Мешков открыл глаза. Петерс сделал вид, что не заметил слез.
— Что же мне осталось?
— Жить! А вот как тебе, парень, жить… Извини, что я с тобой на «ты», а как жить, давай подумаем. Не спеши на тот свет. Я хоть там и не бывал, но заглядывать приходилось, и не раз, — интересного там мало. Куда интереснее на Родине и для Родины. Жизнь твоя только начинается.
Студента Николая Коротнева привели к Петерсу днем, часа, в три.
— Садитесь, молодой человек. Давайте побеседуем.
— Я все сказал. Верочка подтвердила. — Поговорим и о Верочке. Сначала о папе с мамой. Кто они? Где живут?
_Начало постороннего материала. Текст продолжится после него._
Issue #4659, opened 2017-09-11
Send failed validation email from orchestrator to customer


joelverhagen:
Also move successful push email notification to orchestrator.

joelverhagen:
Email body:

> The package [foo 1.0.0](https://www.nuget.org/packages/foo/1.0.0) failed validation and was therefore not published on NuGet.org gallery. Note that the package will not be available for consumption and you will not be able to push the same package ID and version until further action is taken. Please [contact support](mailto:support@nuget.org) for next steps.

We also need to move the existing package push notification from the Gallery to the orchestrator. The gallery still needs the logic for package push notification for when async validation is disabled, so this should probably be put in NuGetGallery.Core.

PR #5165, opened 2017-12-11
Reverting back to "package published" email

agr:
Conditional on no blocking async validation.

Related to https://github.com/NuGet/NuGetGallery/issues/4659 and https://github.com/NuGet/Engineering/issues/998 - Gallery side update.

### DIFF
--- a/src/NuGetGallery/Controllers/ApiController.cs
+++ b/src/NuGetGallery/Controllers/ApiController.cs
@@ -499,11 +499,14 @@ namespace NuGetGallery
                         await AuditingService.SaveAuditRecordAsync(
                             new PackageAuditRecord(package, AuditedPackageAction.Create, PackageCreatedVia.Api));
 
-                        // Notify user of push
-                        MessageService.SendPackageUploadedNotice(package,
-                            Url.Package(package.PackageRegistration.Id, package.NormalizedVersion, relativeUrl: false),
-                            Url.ReportPackage(package.PackageRegistration.Id, package.NormalizedVersion, relativeUrl: false),
-                            Url.AccountSettings(relativeUrl: false));
+                        if (!(ConfigurationService.Current.AsynchronousPackageValidationEnabled && ConfigurationService.Current.BlockingAsynchronousPackageValidationEnabled))
+                        {
+                            // Notify user of push unelss async validation in blocking mode is used
+                            MessageService.SendPackageAddedNotice(package,
+                                Url.Package(package.PackageRegistration.Id, package.NormalizedVersion, relativeUrl: false),
+                                Url.ReportPackage(package.PackageRegistration.Id, package.NormalizedVersion, relativeUrl: false),
+                                Url.AccountSettings(relativeUrl: false));
+                        }
 
                         TelemetryService.TrackPackagePushEvent(package, user, User.Identity);
 
--- a/src/NuGetGallery/Controllers/ApiController.cs
+++ b/src/NuGetGallery/Controllers/ApiController.cs
@@ -501,7 +501,7 @@ namespace NuGetGallery
 
                         if (!(ConfigurationService.Current.AsynchronousPackageValidationEnabled && ConfigurationService.Current.BlockingAsynchronousPackageValidationEnabled))
                         {
-                            // Notify user of push unelss async validation in blocking mode is used
+                            // Notify user of push unless async validation in blocking mode is used
                             MessageService.SendPackageAddedNotice(package,
                                 Url.Package(package.PackageRegistration.Id, package.NormalizedVersion, relativeUrl: false),
                                 Url.ReportPackage(package.PackageRegistration.Id, package.NormalizedVersion, relativeUrl: false),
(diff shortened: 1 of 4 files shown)


src/NuGetGallery/Controllers/ApiController.cs
```diff
@@ -499,11 +499,14 @@ public virtual Task<ActionResult> CreatePackagePost()
...
                             new PackageAuditRecord(package, AuditedPackageAction.Create, PackageCreatedVia.Api));
 
-                        // Notify user of push
-                        MessageService.SendPackageUploadedNotice(package,
-                            Url.Package(package.PackageRegistration.Id, package.NormalizedVersion, relativeUrl: false),
-                            Url.ReportPackage(package.PackageRegistration.Id, package.NormalizedVersion, relativeUrl: false),
-                            Url.AccountSettings(relativeUrl: false));
+                        if (!(ConfigurationService.Current.AsynchronousPackageValidationEnabled && ConfigurationService.Current.BlockingAsynchronousPackageValidationEnabled))
+                        {
+                            // Notify user of push unelss async validation in blocking mode is used
```
scottbommarito: `unelss` -> `unless`

src/NuGetGallery/Controllers/ApiController.cs
```diff
@@ -499,11 +499,14 @@ public virtual Task<ActionResult> CreatePackagePost()
                         await AuditingService.SaveAuditRecordAsync(
                             new PackageAuditRecord(package, AuditedPackageAction.Create, PackageCreatedVia.Api));
 
-                        // Notify user of push
-                        MessageService.SendPackageUploadedNotice(package,
-                            Url.Package(package.PackageRegistration.Id, package.NormalizedVersion, relativeUrl: false),
-                            Url.ReportPackage(package.PackageRegistration.Id, package.NormalizedVersion, relativeUrl: false),
-                            Url.AccountSettings(relativeUrl: false));
+                        if (!(ConfigurationService.Current.AsynchronousPackageValidationEnabled && ConfigurationService.Current.BlockingAsynchronousPackageValidationEnabled))
```
scottbommarito: What happens when `BlockingAsynchronousPackageValidationEnabled` is enabled but `AsynchronousPackageValidationEnabled` is disabled? Does `BlockingAsynchronousPackageValidationEnabled` have no effect?

tests/NuGetGallery.Facts/Controllers/ApiControllerFacts.cs
```diff
@@ -184,8 +184,12 @@ public class TheCreatePackageAction
...
             }
 
-            [Fact]
-            public async Task CreatePackageWillSendPackageAddedNotice()
+            [Theory]
+            [InlineData(false, false, 1)]
+            [InlineData( true, false, 1)]
+            [InlineData(false,  true, 1)]
+            [InlineData( true,  true, 0)]
+            public async Task CreatePackageWillSendPackageAddedNotice(bool asyncValidationEnabled, bool blockingValidationEnabled, int expectedNumCalls)
```
scottbommarito: nit: this would probably more readable if `int expectedNumCalls` was instead `bool isPackageAddedNoticeSent`

```
controller.MockMessageService
    .Verify(ms => ms.SendPackageAddedNotice(package, It.IsAny<string>(), It.IsAny<string>(), It.IsAny<string>()),
    Times.Exactly(isPackageAddedNoticeSent ? 1 : 0));
```

Same with the similar test in `PackagesControllerFacts`

src/NuGetGallery/Controllers/ApiController.cs
agr: Nothing happens. `BlockingAsynchronousPackageValidationEnabled` should be ignored if `AsynchronousPackageValidationEnabled` is `false`.

src/NuGetGallery/Controllers/ApiController.cs
agr: fixed

tests/NuGetGallery.Facts/Controllers/PackagesControllerFacts.cs
```diff
@@ -3402,6 +3402,57 @@ public static IEnumerable<object[]> WillApplyEdits_Data
...
+                        messageService: fakeMessageService);
+
+                    controller.SetCurrentUser(TestUtility.FakeUser);
+
+                    // Act
+                    await controller.VerifyPackage(new VerifyPackageRequest { Listed = true, Edit = null });
+
+                    // Assert
+                    fakeMessageService
+                        .Verify(ms => ms.SendPackageAddedNotice(fakePackage, It.IsAny<string>(), It.IsAny<string>(), It.IsAny<string>()),
```
chenriksson: Maybe it should verify specific package id/version strings, not just `It.IsAny<string>`?

agr: Both instances of `SendPackageAddedNotice` calling use `UrlHelper` extensions to generate URLs, so expecting certain strings to be passed there would introduce unnecessary dependencies for the test (if routing settings change, test would start to fail)

tests/NuGetGallery.Facts/Controllers/ApiControllerFacts.cs
agr: Updated.
```
            [InlineData(false, false,  true)]
            [InlineData( true, false,  true)]
            [InlineData(false,  true,  true)]
            [InlineData( true,  true, false)]
```
Does not look very readable though :)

Сколько у них детей, кроме вас?
— Две дочери. Мои, следовательно, сестры. Папа — механик без образования, практик. Мама ведет дом. Шьет, правда, исключительно знакомым. Живут в Орехово-Зуеве.
— Ясно. Мамочка иглой пальцы исколола, папа-практик решил вам образование дать. А сестры?
— Они еще маленькие.
— Ясно! Помогать родителям еще не могут. А вы сколько за букет для Верочки выкинули? Ладно, не хотите — не говорите, это ваше личное дело.
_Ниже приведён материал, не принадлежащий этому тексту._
Issue #5923, opened 2018-05-14
Deletion of organizations that require an AAD tenant fails


scottbommarito:
Exception thrown:

```
System.NotSupportedException: Subscription 'RequireOrganizationTenantPolicy' not found.
   at NuGetGallery.Security.SecurityPolicyService.UnsubscribeAsync(User user, String subscriptionName) in C:\vsts-agent\_work\30\s\src\Gallery\submodules\Gallery\src\NuGetGallery\Security\SecurityPolicyService.cs:line 306
   at NuGetGallery.DeleteAccountService.<RemoveSecurityPolicies>d__15.MoveNext() in C:\vsts-agent\_work\30\s\src\Gallery\submodules\Gallery\src\NuGetGallery\Services\DeleteAccountService.cs:line 153
--- End of stack trace from previous location where exception was thrown ---
   at System.Runtime.ExceptionServices.ExceptionDispatchInfo.Throw()
   at System.Runtime.CompilerServices.TaskAwaiter.HandleNonSuccessAndDebuggerNotification(Task task)
   at NuGetGallery.DeleteAccountService.<DeleteAccountImplAsync>d__12.MoveNext() in C:\vsts-agent\_work\30\s\src\Gallery\submodules\Gallery\src\NuGetGallery\Services\DeleteAccountService.cs:line 98
--- End of stack trace from previous location where exception was thrown ---
   at System.Runtime.ExceptionServices.ExceptionDispatchInfo.Throw()
   at System.Runtime.CompilerServices.TaskAwaiter.HandleNonSuccessAndDebuggerNotification(Task task)
   at NuGetGallery.DeleteAccountService.<RunAccountDeletionTask>d__26.MoveNext() in C:\vsts-agent\_work\30\s\src\Gallery\submodules\Gallery\src\NuGetGallery\Services\DeleteAccountService.cs:line 303
```

PR #6140, opened 2018-07-05
Delete org with policies fix

chenriksson:
Fixes https://github.com/NuGet/NuGetGallery/issues/5923
- Allow search of organization accounts from Delete Account admin view
- Allow unsubscribe of organization tenant policy (used by delete account)

### DIFF
--- a/src/NuGetGallery/Security/RequireOrganizationTenantPolicy.cs
+++ b/src/NuGetGallery/Security/RequireOrganizationTenantPolicy.cs
@@ -12,7 +12,7 @@ namespace NuGetGallery.Security
 {
     public class RequireOrganizationTenantPolicy : UserSecurityPolicyHandler, IUserSecurityPolicySubscription
     {
-        public const string _SubscriptionName = "AzureActiveDirectoryTenant";
+        public const string _SubscriptionName = nameof(RequireOrganizationTenantPolicy);
         public const string PolicyName = nameof(RequireOrganizationTenantPolicy);
 
         public string SubscriptionName => _SubscriptionName;
@@ -25,18 +25,13 @@ namespace NuGetGallery.Security
             public string Tenant { get; set; }
         }
 
-        public RequireOrganizationTenantPolicy()
-            : base(PolicyName, SecurityPolicyAction.JoinOrganization)
-        {
-        }
-
         private RequireOrganizationTenantPolicy(IEnumerable<UserSecurityPolicy> policies)
             : base(PolicyName, SecurityPolicyAction.JoinOrganization)
         {
             Policies = policies;
         }
 
-        public static IUserSecurityPolicySubscription Create(string tenantId)
+        public static RequireOrganizationTenantPolicy Create(string tenantId = "")
         {
             var value = JsonConvert.SerializeObject(new State()
             {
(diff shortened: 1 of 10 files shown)


src/NuGetGallery/Security/RequireOrganizationTenantPolicy.cs
```diff
@@ -12,7 +12,7 @@ namespace NuGetGallery.Security
 {
     public class RequireOrganizationTenantPolicy : UserSecurityPolicyHandler, IUserSecurityPolicySubscription
     {
-        public const string _SubscriptionName = "AzureActiveDirectoryTenant";
+        public const string _SubscriptionName = nameof(RequireOrganizationTenantPolicy);
```
cristinamanum: Does it matter that this value is the same as for the Policy Name below?

src/NuGetGallery/Security/RequireOrganizationTenantPolicy.cs
```diff
@@ -25,18 +25,13 @@ public class State
...
-        }
-
         private RequireOrganizationTenantPolicy(IEnumerable<UserSecurityPolicy> policies)
             : base(PolicyName, SecurityPolicyAction.JoinOrganization)
         {
             Policies = policies;
         }
 
-        public static IUserSecurityPolicySubscription Create(string tenantId)
+        public static RequireOrganizationTenantPolicy Create(string tenantId = "")
```
cristinamanum: Why not returning the interface as previously? Empty tenantId would not be an invalid case?

cristinamanum: null check?

src/NuGetGallery/Security/RequireOrganizationTenantPolicy.cs
cristinamanum: Why are both needed?

chenriksson: The original code persisted PolicyName in the Subscription column, so I need to keep this consistent with what's currently in the DB.

see: https://github.com/NuGet/NuGetGallery/pull/6140/files#diff-5a32f572c33602bd9d4d9c5312c9396aL48

Note that a subscription is a set of policies, which is why there's a different column for it. There's only a single policy in this case... but the original "Secure Push" policy had 2 policies associated with the Subscription, which is why it may differ.

src/NuGetGallery/Security/RequireOrganizationTenantPolicy.cs
chenriksson: I replaced the default ctor above with this factory method, to ensure that the policies were always getting set on the subscription object. I think that was mostly used in tests, but I needed the strong type for validations.

scottbommarito: To be honest, this seems a little hacky to me. We shouldn't be creating empty policies. Having to do this indicates to me a larger problem in the structure of this code.

As far as I can see, the real problem here is that you have a single class for both
- storing information about a user's subscription to a policy (e.g. the tenant ID the user must be)
- handling a user's subscription/unsubscription for a policy (e.g. `OnSubscribeAsync` and `OnUnsubscribeAsync`)

This hasn't been as much of a problem in the past because the cardinality of our policies has been extremely limited, but if we continue to use security policies for more and more things, this will likely be a problem again for future policies (if it hasn't already).

If you can do this refactoring quickly I'd highly recommend it. Otherwise, I think this fix is sufficient for now.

— Умоляю! Скажите, что с Верочкой?
— Ничего. Она к контрреволюции отношения не имеет. Она по другой части. Советую выбирать знакомых, молодой человек. Идите домой. К экзаменам готовьтесь.
— Вы меня освобождаете?
— Я говорю — домой идите. И деньги, которые вам родители дают, не тратьте на Верочку. Извините меня, может, я вам на любимую мозоль наступаю, только ваша Верочка шлюха…
Минут через десять в кабинет к Петерсу вошел Мартынов. Петерс стоял у окна, смеялся.
— Андрей, смотри.
По улице, расталкивая прохожих, часто оглядываясь, бежал студент.
— Ишь улепетывает. Боится, дурачок, как бы не вернули… Что у тебя? Докладывай.
— Везет мне на знакомых. Пинка назвал еще одного — Сергея Пухова, сына профессора. Того самого…
— Понял. Подожди, я спрошу Феликса Эдмундовича. Давай протокол допроса.
Вскоре Петерс вернулся.
— Дзержинский сказал: показания Пинки надо тщательно проверить.
Анна Федоровна Денежкина женским чутьем поняла, что если она не сменит гнев на милость, то милого друга Сереженьку можно потерять навсегда: «Помучила, ну и хватит!» Испугало ее и возвращение в Москву молодой вдовы Варвары Феоктистовой, урожденной Самариной. «А вдруг переманит?!»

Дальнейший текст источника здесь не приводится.